Ayala net income falls 17% to ₱6.7 B in Q1
Ayala Corporation reported a 17 percent drop in net income to ₱6.7 billion in the first quarter of the year as the COVID- 19 health crisis affected the performance of most of its business units.
In a disclosure to the Philippine Stock Exchange, the firm said that, isolating the estimated impact of the health crisis, Ayala’s net income was flat from its year-ago level, which included the ₱1 billion divestment gains from the merger of AC Education with iPeople.
Ayala’s core businesses Ayala Land and Bank of the Philippine Islands recorded weak results on the impact of governmentmandated Enhanced Community Quarantine protocols, which took effect last March 16.
Other core pillars Globe and AC Energy held steady during the period as telco and power generation continued to operate during the quarantine albeit on skeleton staffing.
AC Industrials registered a net loss on the impact of governmentmandated shutdown of its facilities in China and market disruptions in the global supply chain in manufacturing.
“This unprecedented health crisis has resulted in a radical transformation of societies, economies, and businesses, including the Ayala group,” Ayala President and COO Fernando Zobel de Ayala said.
He noted that, “While the outlook for the business environment has fundamentally changed as a result of this crisis, we take comfort in the fact that we have always maintained a strong balance sheet that provides us with flexibility as we navigate the uncertainties.”
Ayala Chairman and CEO Jaime
Augusto Zobel de Ayala noted that, "As we anticipate the reopening of business operations, it is imperative that we strike a balance between productivity and the health of our employees. With this in mind, we have put in place a health protocol to ensure the re-entry of our workforce in a safe and productive way.”

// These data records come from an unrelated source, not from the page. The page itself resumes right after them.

PR #4845, opened 2018-10-08
fix: Ignore leave events when parsing missing users in a conversation (WEBAPP-5439)

atomrc:


app/script/conversation/ConversationRepository.js
```diff
@@ -2780,6 +2780,12 @@ z.conversation.ConversationRepository = class ConversationRepository {
       return conversationEntity;
     }
 
+    const isLeaveEvent = eventJson.type === z.event.Backend.CONVERSATION.MEMBER_LEAVE;
+    if (isLeaveEvent) {
+      // we ignore leave event as they come from the person leaving (thus not being in the conversation participants anymore)
```
ffflorian:
```
// we ignore the leave event as it comes from the person leaving (thus not being in list of conversation participants anymore)
```

app/script/conversation/ConversationRepository.js
```diff
@@ -2780,6 +2780,12 @@ z.conversation.ConversationRepository = class ConversationRepository {
       return conversationEntity;
     }
 
+    const isLeaveEvent = eventJson.type === z.event.Backend.CONVERSATION.MEMBER_LEAVE;
+    if (isLeaveEvent) {
+      // we ignore leave events as they come from the person leaving (thus not being in the list of conversation's participants anymore)
+      return conversationEntity;
```
gregor, line 2786: Please recheck that. This is only true if sender and leaving user are identical.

Ayala Land’s total revenues and net income contracted 28 percent to ₱28.4 billion and 41 percent to ₱4.3 billion, respectively in the first quarter of 2020 as the COVID-19 ECQ impacted its business operations.
BPI’s net earnings declined five percent to ₱6.4 billion in the period as a result of the bank’s aggressive stance in provisionining.
Globe’s net income ended 2 percent lower at ₱6.6 billion due to an increase in depreciation from network investments made and non-operating charges.